[RECORD EXCERPTS]:
PR #327, opened 2016-07-04
Save As Popup

iamutkarshtiwari:
'Save As' popup added which appears on activity close. It allows user to provide instance name to the user.  - https://www.youtube.com/watch?v=xcvBH7zzFBo
desktop-animation


iamutkarshtiwari:
The patch needs clean up. This is just a beta version.

icarito:
Allright I just tested this feature.
My comments:
* [ ] Text entry is way too small.
* [ ] Text entry does not offer current object title for changing
* [ ] Save as/Discard button is ambiguous (and it takes a lot of time to act for some reason).
* [ ] "Same name" warning is ambiguous. The same name object is the object itself.
* [ ] Overwrite action should happen if user insists with stop button.
* [ ] There should be a way to cancel the alert.
* [ ] It should not be possible to enter an empty name.

Some serious thought needs to go into this interaction, as it is a very important one. 

We must take into consideration that Sugar *already* saves the object if the user changed activities or views before, even if it was the first instance (of object creation).

Perhaps the alert could work this way: It could have default actions for each question. Pressing Stop button again will simply take default actions (I instinctively tried this, i.e. telling the system I really want to stop, don't ask me questions).

Take this as an idea:

* Confirm saving as: [Object title] - ***save***, **cancel**
  * If a user changes the object title, the buttons could switch to ***rename***, **save copy**, **cancel**
  * In addition, a menu button could be added for the following secondary actions: **discard**, **save to...***

samdroid-apps:
I agree with @icarito about the issues with the current implementation.

Here are a few of my takes on it:

* What does the disregard button do?  Is it suppose to delete the entry?  Isn't that what was discussed on the mailing list?  When I tested, the disregard button just did nothing and closed the activity :(
* Disregard is such a fancy word.  Could we use more direct words like "save" and "delete" rather than "confirm" and "disregard"?
* Can it be a popwindow?  Then we get the full width of the screen, and you can put the full journal details view there - making it easy to add a description.  Using the full details view (rather than making a new view) is nice from a consistency perspective - it is a view that users are familiar with.
* Can the options be "save" and "delete".  Save will save the journal object, with whatever the title and metadata the user has set.

iamutkarshtiwari:
@icarito @samdroid-apps I have fixed some of the issues. Please test the newest commit.

@samdroid-apps When the user selects the ```discard``` option, the activity data (for eg. text in case of Write activity) doesn't get saved on close. Only the object entry appears in datastore for statistical purpose but not the activity data.

samdroid-apps:
> @samdroid-apps When the user selects the discard option, the activity data (for eg. text in case of Write activity) doesn't get saved on close. Only the object entry appears in datastore for statistical purpose but not the activity data.

I thought that one of the main reasons to add this change was the delete journal clutter by letting the user delete entries more quickly.

What is the use case of saving the metadata but not the entry data?

iamutkarshtiwari:
@samdroid-apps Mr. Anderson asked me to build it that way :/

icarito:
"When the user selects the discard option, the activity data (for eg. text in case of Write activity) doesn't get saved on close."

But it's already saved before close! You mean it gets deleted?

iamutkarshtiwari:
@icarito Yes. When the activity is open, a duplicate copy is created. If the user selects to 'discard' the data, the duplicate copy is deleted without saving the data. And if the user selects to save the data, the duplicate copy is retained by the new name provided by the user in the text entry and the data the is saved to that dupicate instance without overwriting the original instance.

icarito:
Here's comments by Tony on private thread:
    "Consider:

You open Paint and create a red X and save it as x. Then you open x and change the image to a blue O. You want to save it as O, so you change the name.
Now try to open X. It is gone.

Suppose you open Paint to show someone how to select a brush and give it a color. You scribble something. When asked for a name, you click on 'quit' because there is not need to save this image.

The alert should be simple:

Please give your project a title.   [Untitled]     Save   Quit  

The default title is 'Untitled' not 'Write.activity'. If the user clicks save with the title unchanged, it is ignored. If the user clicks on Quit, the activity quits (with no save of the Document - but the metadata is saved). if the user resumes an activity the alert shows:

Change the title to save as a new document    [X]  Save Quit

 The user changes the title [X] to [Y]. Then Save saves Y to the Journal and X is still in the Journal as well. If the user doesn't change and clicks Save, the X object is deleted and the new X version is saved. if the user clicks on Quit - the document is not saved, the original X document is in the Journal
and the activity quits."

I can't find Tony's github user to mantion him.

My comment is:<br>
Clicking Stop, and then "Quit" does not tell me as a user that my work will be deleted (this is what you seem to be suggesting).

"Change the title to save as a new document": seems long to me. Also it's not always a document (e.g. Browse session). 

 if the user clicks on Quit - the document is not saved, the original X document is in the Journal
and the activity quits." - but the document may already have been saved (on view change, for instance).

icarito:
"If the user selects to 'discard' the data, the duplicate copy is deleted without saving the data. "

This is the part that I don't understand, Sugar will save the data on every view change. So you mean it will delete the duplicate (that has been previously already saved).

icarito:
I tried the new version and it works much better. I'm not convinced by the text in the alert. You seem to imply two objects can't have the same name, but they can. Objects are identified by a unique hash id in the journal.

Save as / Quit is a strange button label.

One of Sugar's design principles is simplicity.

src/sugar3/activity/activity.py
```diff
@@ -1069,12 +1100,81 @@ def _keep_failed_dialog_response_cb(self, alert, response_id):
...
 
     def can_close(self):
-        '''
-        Activities should override this function if they want to perform
-        extra checks before actually closing.
-        '''
+        """Activities should override this function if they want to perform
+        extra checks before actually closing."""
 
-        return True
```
icarito: After your patch I can't close ImageViewer or Chat. This is likely why.

src/sugar3/activity/activity.py
```diff
@@ -1212,7 +1317,7 @@ def __get_filters_cb(self):
         }
         filter_dict = dbus.Dictionary(filters, signature='sv')
         logging.debug('__get_filters_cb %r' % dbus.Array([filter_dict],
-                      signature='a{sv}'))
+                                                         signature='a{sv}'))
```
icarito: If you have cosmetic changes make them on another PR. It makes it hard to see what you changed.

src/sugar3/activity/activity.py
```diff
@@ -1069,12 +1100,81 @@ def _keep_failed_dialog_response_cb(self, alert, response_id):
...
+        self.remove_alert(alert)
+
+        # 'Save as' option
+        if response_id == Gtk.ResponseType.OK:
+            self._show_saveas_alert()
+
+        # Overwrite option
+        if response_id == Gtk.ResponseType.CANCEL:
+            self._skip_save_datafiles = False
+            datastore.delete(self._jobject.get_object_id())
```
icarito: When choosing to overwrite do you delete the previous copy or do you always keep a copy?

icarito:
Currently my main concern from a UI pov is that choosing "Stop" and then "Quit" will result in the user discarding his work. This is not intuitive to me.

icarito:
"Mr. Anderson asked me to build it that way." - That's a bad reason, you should believe in what you do! There are better ways to collect metadata than to clutter the journal. This has been a bad use of it.

src/sugar3/activity/activity.py
iamutkarshtiwari: The reason 'ImageViewer' and 'Chat' didn't close is because these two activities override the 'can_close()' funtion of 'activitly.py' which is responsible to display my alert. 

I have figured out a solution and commit a new tweak for the same.

src/sugar3/activity/activity.py
iamutkarshtiwari: I have an 'AutoPep8Fix' package in my sublime which fixes the Pep8 errors on 'Ctrl+S'. I'll make sure to disable it.

src/sugar3/activity/activity.py
iamutkarshtiwari: On choosing overwrite the data gets saved onto the original instance whereas the duplicate gets deleted.

iamutkarshtiwari:
@icarito I agree. But the 'SaveAs' feature was proposed by Mr. Anderson and I'll have to abide by the requirements he specifies. I can provide him with my personal opinions/suggestions but I can't do nothing unless he approves the patches.

tony37:
This thread would be a lot more useful if you took the time to understand Sugar as well as this PR.

"Mr. Anderson asked me to build it that way." - That's a bad reason, you should believe in what you do! There are better ways to collect metadata than to clutter the journal. This has been a bad use of it.

This is crazy. I am mentoring this feature. Granted Utkarsh can proceed as he feels best but we don't need to involve him in these quibbles.

Any Journal object consists of two elements: a metadata file and an (optional) data file. The data file normally conforms to a meta_type and is from the point of view of the user, a document. 

The metadata needs to be saved in every case. The document only if the user chooses. Note: that any user is free to delete any Journal object at any time without getting permission from anyone.

tony37:
Currently my main concern from a UI pov is that choosing "Stop" and then "Quit" will result in the user discarding his work. This is not intuitive to me.

This is why you should discuss the issue. The alert offers two options: save and quit. The alert appears because the user has clicked on 'stop' to request terminating the activity.

The current activity.py does indeed save the document without action by the user (we used to have 'keep' which gave the user the option to save and then continue. This was removed.

However, the implementation is flawed. The jobject used by activity.py in case of resume is the original jobject_id. This means, unknown to the user, he is making irretrievable changes to his document. Hence, 
the scenario quoted by Utkarsh. 

Utkarsh makes a copy of the original jobject and this is what is changed. This enables the save option after a name change, to keep both the original document and the new instance as a user should expect.

tony37:
When choosing to overwrite do you delete the previous copy or do you always keep a copy?

If you take the trouble to read the description of the feature, you will know that if the user resumes an activity with a title and chooses not to change the title, then the modified document is saved and the original is deleted. This is exactly what happens now. If the user changes the name, then the new document is saved under its new name and the unmodified original is also in the Journal.

tony37:
If you have cosmetic changes make them on another PR. It makes it hard to see what you changed

Who decides what changes are important and which are 'cosmetic'. This is the PR.

tony37:
The reason 'ImageViewer' and 'Chat' didn't close is because these two activities override the 'can_close()' funtion of 'activitly.py' which is responsible to display my alert.

I have figured out a solution and commit a new tweak for the same.

Utkarsh: 'can_close' is a function which can be supplied by the activity. In that case, the copy in activity.py is not called. What you need to do is post the alert after can_close. This way from the user's view, the alert will be seen before close. When the user responds to the alert, the activity can close.

tony37:
I tried the new version and it works much better. I'm not convinced by the text in the alert. You seem to imply two objects can't have the same name, but they can. Objects are identified by a unique hash id in the journal.

From the user perspective, documents should have a unique name. Granted in standard software, different files may have the same name in different directories. We only have the Journal. 

Save as / Quit is a strange button label.

The button options should be 'save' and 'quit'. The text on the button may differ from the start new case when the title is 'Untitled' or 'Write.activity' - perhaps: Please give a name to your project. In the resume case, the text should refer to the option to save (no change) or save as (change). Perhaps, Change the name of your project to save a new document. 

One of Sugar's design principles is simplicity.

iamutkarshtiwari:
@icarito @tony37  The 'Chat' and 'ImageViewer' deadlock on close issue resolved in the latest commit. Please test it and share your suggestions

@tony37 We all together can workout this feature's design and functionality :) After all, our contributions are going to benefit our Sugar community.

src/sugar3/activity/activity.py
davelab6: (FWIW I don't mind including such cosmetic changes with Python, because the language has whitespace requirements, and nonconformance with pep8 is unwise :)

samdroid-apps: ~~Cosmetic changes are never rejected~~

Flake8 fixes are always accepted.  But better to keep them in a separate commit (eg. "Flake 8 fixes)

icarito:
As promised here's a screenshot of Sugar 0.92's "save as" dialog:
captura de pantalla de 2016-07-14 21-33-17

As per our meeting today I think Martin Dengler's proposal to land the user in the Journal after quitting with focus on Object Title would be a good solution.

icarito:
Correction screenshot is from Sugar 0.90.2

tony37:
As you might expect, I totally disagree.

First, by that time the damage has been done. Either the 'save as' 
option has been taken with a new object created or the 'resumed' 
document has been overwritten - as at present.

This feature has two objectives:

     1 - require Journal items to have a name supplied by user
     2 - enable the user to choose whether to save the object as a new 
one or to simply save the modified document.

This proposal addresses neither objective.

You are not going to change your point of view so the only solution I 
can see is to provide a gsetting option so that users and deployments 
can decide on how they want this to work.

Re: the screenshot. Help me - as I remember this dialog was modal and 
required an entry in the description area - leaving the title as 'Write 
activity' was ok.
This was to implement Walter's desire that the description serve as the 
message does in git.

Tony

tony37:
I think user testing can resolve such ux disagreements.

A setting to choose from both is not a wise design decision because there
is still a question of which is default and how easy it is to set.

Since Tony is advocating for a change, perhaps you could do a user test.
Have you done one before? :)

samdroid-apps:
> This feature has two objectives:
>
>     1 - require Journal items to have a name supplied by user
>     2 - enable the user to choose whether to save the object as a new
one or to simply save the modified document.
>
> This proposal addresses neither objective.

I think that user testing is invaluable there.  But I think that @icarito very clearly addresses item number 1 - the proposal literally puts the user in front of a screen dedicated to managing activity metadata.

For addressing proposal 2, did you want to make https://github.com/sugarlabs/sugar/pull/699 false by default?  I would support making that false by default, now that I understand the rational.

But seriously, if you do some user testing and write up some scenarios for the users, I can also find some other people and carry out the same tests too!  More testing the better!

tony37:
Sam

I don't understand you. #327 satisfies both objectives.

"The proposal literally puts the user in front of a screen dedicated to 
managing activity metadata." Clearly, this must be something completely 
different from $327 or #699. Perhaps you could describe this proposal in 
more detail. Does it have a PR? Could you be referring to Sebastian's 
suggestion to switch the user to the Journal view on close?

#699 is a completely different feature. Yes, it should not change Sugar 
unless the user or deployment chooses. While I many deployments have 
asked for this capability, it is not consistent with Walter's decision 
to provide resume from the home view as the default behavior for Sugar.

I have no idea how to test the first item you describe - it has nothing 
to do with either #327 or #699. I have had 'resume' implemented at least 
5 schools with nearly 500 XOs operating Sugar. I am not sure what more 
user experience is needed. Remember, this behavior was the way Sugar 
worked through its intial releases and may, for all we know, be the way 
it still works on the majority of operational XOs.

User tests on #327 seem unnecessary, We all use it everyday on Linux, 
Windows, or Mac. My most common use is on nano where when I close a 
buffer, I must give it a name. If it has a name, I am given the 
opportunity to change it. Virtually all document-handling applications 
that I am aware of work this way.

Tony

iamutkarshtiwari:
Here are the latest changes - 
desktop-animation

davelab6:
Love that GIF :)

Tony, I think user testing each change is always a good idea, if only to
validate that your assumption the change is for the better is true :)

tony37:
Hi, Dave

We can agree to disagree. In the first place, as Sam Parkinson found 
out, finding users representative of our target users is hard. Children 
in the Western world have experience with computers and smart phones and 
so on.

Second, I am unaware of user testing for most of the changes made to 
Sugar. For example a check box was added to the Journal View. How was 
that user tested?

We have trouble even getting changes documented for our users which is 
certainly required.

Tony

samdroid-apps:
> Hi, Dave
> 
> We can agree to disagree. In the first place, as Sam Parkinson found
> out, finding users representative of our target users is hard. Children
> in the Western world have experience with computers and smart phones and
> so on.

I never remember finding that out.

I want Sugar to be a great piece of software - one that even kids with experience of other computers and smart phones would *choose*.

I thought that we wanted to have an inclusive target market, of both kids who are the first computer owners in their family, and kids who are [Born Mobile](https://www.youtube.com/watch?v=p1w2IxMWQ1Y).

> 
> Second, I am unaware of user testing for most of the changes made to
> Sugar. For example a check box was added to the Journal View. How was
> that user tested?

Good, let's change that!  Let's start at the Open Source Usability blog:  http://opensource-usability.blogspot.com.au/2012/11/how-many-testers-do-you-need.html

tony37:
Hi, Sam

Let's start with the project view in the Journal.

As I remember, you reported failure in your user test of 'on-boarding'. 
As I also recall, the users tested felt that the 'on-board' feature held 
them up because they already knew how to do it. This is unlikely to be 
the reaction of our deployed users who have much more limited computer 
experience. If you want to test Sugar features with kids 'born mobile' 
great. This is particularly important if the question you are asking is 
would this feature attract new Sugar users from the Western world who 
are blessed with access to computers and to high-speed internet 24/7.

Tony

iamutkarshtiwari:
I have generated a similar PR for ```sugar-toolkit``` too. https://github.com/sugarlabs/sugar-toolkit/pull/4

iamutkarshtiwari:
@samdroid-apps @icarito @davelab6 Please test this PR and share your reviews. I have simplified the popup's UI as suggested.

quozl:
Reviewed.  I'm fine with this if the new behaviour can be disabled using `gsettings`.  Several deployments who work with OLPC won't be interested in returning to the 0.92 save-as dialog days, so I'll need a way to turn it off.

i5o:
Added to 0.112 milestone; we should re-discuss this.

tony37:
It works. I am installing in 13.2.8 for use in Rwanda. Adding a gsetting should be simple, This  has already been done for the 'resume-activity' feature which has been enabled by setting resume-activity  to false. The screen shot feature PR675 should also be implemented with a gsetting control.

What needs to be discussed is how to expose these and other gsetting options to users and deployments. Perhaps something like about:config.

i5o:
The question is, will it be enabled as default?

On 1/2/17, Utkarsh Tiwari <notifications@github.com> wrote:
> @i5o @tony37 This patch is working fine (tested well). I agree with Mr.
> Anderson. We can add a gsetting for enabling/disabling this feature in
> Sugar, something like -
> ```gsettings set org.sugarlabs.user save-as true ```
>
> @davelab6 @quozl @samdroid-apps What do you think?
>
> --
> You are receiving this because you were mentioned.
> Reply to this email directly or view it on GitHub:
> https://github.com/sugarlabs/sugar-toolkit-gtk3/pull/327#issuecomment-269945857


-- 
Ignacio Rodríguez

iamutkarshtiwari:
@i5o Let's set it to ```disabled``` by default. Should any user be interested in exploring the feature, they can set it ```enabled``` from gsettings option

quozl:
If nobody is willing to drive this feature to completion following the consensus above, then I'd say momentum is lost and it would be better to close the pull request until there is interest again.  I'll close it in a few days if there is no material progress.

tony37:
What's to complete. The request is to merge the Pull Request. The only apparent open issue is whether this feature should be enabled by a gsetting with the default disabled. 

That seems the correct strategy preserving compatibility for the user unless they know what they want.

While the above statement is that there is no conflict, installation on 0.110 results in several activities such as TurtleBlocks crashing. This needs to be investigated, of course.

I do not understand the comment  about loss of momentum. This PR was developed as part of GSOC16. The work was completed and presented for merger. We are awaiting action by the responsible developers.

tony37:
I am unfamiliar with the technical term 'momentum'. The request is 
clear, merge the changes with the master. This PR was developed as part 
of GSOC16 so any momentum, whatever that is, is the responsibility of 
the developers.

The material progress needed is to test the PR with the current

[TASK BRIEF]: Your answer should be the lines of the records that include the word "override".

[REPLY]:
-        Activities should override this function if they want to perform
+        """Activities should override this function if they want to perform
iamutkarshtiwari: The reason 'ImageViewer' and 'Chat' didn't close is because these two activities override the 'can_close()' funtion of 'activitly.py' which is responsible to display my alert. 
The reason 'ImageViewer' and 'Chat' didn't close is because these two activities override the 'can_close()' funtion of 'activitly.py' which is responsible to display my alert.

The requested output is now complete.